Vejo, por exemplo, alguns obstinados do colunismo a fazer um verdadeiro trabalho de assessoria de imprensa para Sergio Moro. Eis que a figura de Dom Sebastião ressurge das brumas. Não desapareceu em batalha heroica. Deixou a toga para servir a Jair Bolsonaro, com quem se desentendeu, e foi ganhar a vida nos EUA, de onde ameaça voltar para educar os nativos. Sim, o lava-jatismo tenta se reerguer. E aí vale tudo.

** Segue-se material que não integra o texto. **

PR #2010, opened 2021-01-26
My Facilities Improvements: Remove new "Registrations" tables

claudiovallejo:
**Story card:** [ch2423](https://app.clubhouse.io/simpledotorg/story/2423/remove-registrations-page)

## Because

The new "Registrations" table displays rates that rely on "OPD load" — and the definition of OPD load is still being determined by leadership.

## This addresses

* Hides the "Registrations" page for users with access to the `:my_facilities_improvements` feature flag
* Redirects users with access to the `:my_facilities_improvements` feature flag to the "Home" overview page
* Updates registration controller and view to show old "Registration" tables for users without access to feature flag

### DIFF
--- a/app/controllers/my_facilities_controller.rb
+++ b/app/controllers/my_facilities_controller.rb
@@ -70,6 +70,7 @@ class MyFacilitiesController < AdminController
   def bp_not_controlled
     unless current_admin.feature_enabled?(:my_facilities_improvements)
       redirect_to my_facilities_overview_path(request.query_parameters)
+      return
     end
 
     @facilities = filter_facilities
@@ -87,7 +88,6 @@ class MyFacilitiesController < AdminController
 
     if current_admin.feature_enabled?(:my_facilities_improvements)
       redirect_to my_facilities_overview_path(request.query_parameters)
-      return
     else
       registrations_query = RegistrationsQuery.new(facilities: @facilities,
                                                    period: @selected_period,
--- a/app/controllers/my_facilities_controller.rb
+++ b/app/controllers/my_facilities_controller.rb
@@ -88,7 +88,6 @@ class MyFacilitiesController < AdminController
 
     if current_admin.feature_enabled?(:my_facilities_improvements)
       redirect_to my_facilities_overview_path(request.query_parameters)
-      return
     else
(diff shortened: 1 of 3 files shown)


app/views/my_facilities/registrations.html.erb
```diff
@@ -1,5 +1,3 @@
-<% if current_admin.feature_enabled?(:my_facilities_improvements) %>
-  <%= render "registrations_details_v2" %>
-<% else %>
+<% unless current_admin.feature_enabled?(:my_facilities_improvements) %>
```
kpethtel, line 1: Do we need this guard here? Isn't it handled by the controller?

app/controllers/my_facilities_controller.rb
```diff
@@ -87,17 +87,7 @@ def registrations
...
-
-      @facilities.each do |facility|
-        @data_for_facility[facility.name] = Reports::RegionService.new(region: facility, period: @period).call
-        @scores_for_facility[facility.name] = Reports::PerformanceScore.new(region: facility,
-                                                                            reports_result: @data_for_facility[facility.name],
-                                                                            period: @period)
-      end
-
-      @facilities_by_size = @facilities.group_by { |facility| facility.facility_size }
+      redirect_to my_facilities_overview_path(request.query_parameters)
```
rsanheim, line 90: You'll want to add a `&& return` here just for safety. I forget if Rails 5.x still requires that, but it shouldn't hurt.

app/views/my_facilities/registrations.html.erb
claudiovallejo: That's a great point - thanks @kpethtel !

app/controllers/my_facilities_controller.rb
```diff
@@ -87,17 +87,8 @@ def registrations
...
+      return
```
rsanheim, line 91: Oh I see, our linter sees that the redirect ends up being the last line executed because if the `if/else` here.  So maybe you don't need the explicit return. 🤷‍♂️

claudiovallejo:
Closing PR because this is addressed in #2013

Vale, inclusive, ignorar a biografia de
André Mendonça porque, afinal, o “terrivelmente evangélico” fez, vamos dizer,
um acerto de agenda com a valorosa República de Curitiba. As
contínuas agressões do então ministro da Justiça à liberdade de expressão,
buscando criminalizá-la, e a frequência com que tratou crimes como liberdade de
expressão se anulam diante do compromisso com o “combate à corrupção”, que se
tornou, no Brasil, a prostituta do Estado de Direito — com a devida vênia às
prostitutas.
No dia 7 de julho, Bolsonaro chegou a dizer
que tem uma espécie de testemunho gravado de Mendonça, em reunião com a cúpula
do governo, em que, segundo se entende, o candidato ao Supremo fez juras de
fidelidade não ao dever de Justiça, mas ao poder de turno. E daí? Mendonça foi
adotado pelo “Milenarismo Lava-jatista”, e seus atos de lesa democracia estão
perdoados. E, claro!, o suspeito passou a ser Davi Alcolumbre, que resiste a
marcar a data da sabatina, dentro do que lhe garante, note-se, o ordenamento
legal.
A
tardia — e correta — mudança na Lei da Improbidade é tratada, por
esses mesmos nichos, como leniência com a corrupção porque, ora vejam!, passa a
exigir que se evidencie o dolo para que um agente público seja considerado,
então, ímprobo. Santo Deus! Recorram ao Houaiss. Voltem, se preciso, ao latim.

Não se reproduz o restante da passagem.